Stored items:
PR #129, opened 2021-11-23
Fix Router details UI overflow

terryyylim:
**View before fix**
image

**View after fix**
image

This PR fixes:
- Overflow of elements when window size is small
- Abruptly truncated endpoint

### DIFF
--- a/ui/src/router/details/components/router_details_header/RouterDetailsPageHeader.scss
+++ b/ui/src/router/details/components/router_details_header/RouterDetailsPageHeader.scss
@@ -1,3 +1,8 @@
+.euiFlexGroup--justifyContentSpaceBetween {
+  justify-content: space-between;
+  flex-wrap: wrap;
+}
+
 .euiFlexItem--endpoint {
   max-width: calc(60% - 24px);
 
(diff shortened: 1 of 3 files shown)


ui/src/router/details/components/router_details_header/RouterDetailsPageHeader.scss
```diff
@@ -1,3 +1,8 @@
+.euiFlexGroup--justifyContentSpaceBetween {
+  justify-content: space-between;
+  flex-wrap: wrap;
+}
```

...

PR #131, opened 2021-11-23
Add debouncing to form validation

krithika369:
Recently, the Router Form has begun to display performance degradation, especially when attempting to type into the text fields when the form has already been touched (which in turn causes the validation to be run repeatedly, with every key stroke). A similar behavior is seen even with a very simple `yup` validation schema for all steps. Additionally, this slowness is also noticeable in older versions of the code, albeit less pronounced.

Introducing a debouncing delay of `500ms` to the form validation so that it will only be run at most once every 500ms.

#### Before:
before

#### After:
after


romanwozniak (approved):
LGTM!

== Exercise ==
Go through the lines above. Select every one that has the string "components".

== Written solution ==
--- a/ui/src/router/details/components/router_details_header/RouterDetailsPageHeader.scss
+++ b/ui/src/router/details/components/router_details_header/RouterDetailsPageHeader.scss
ui/src/router/details/components/router_details_header/RouterDetailsPageHeader.scss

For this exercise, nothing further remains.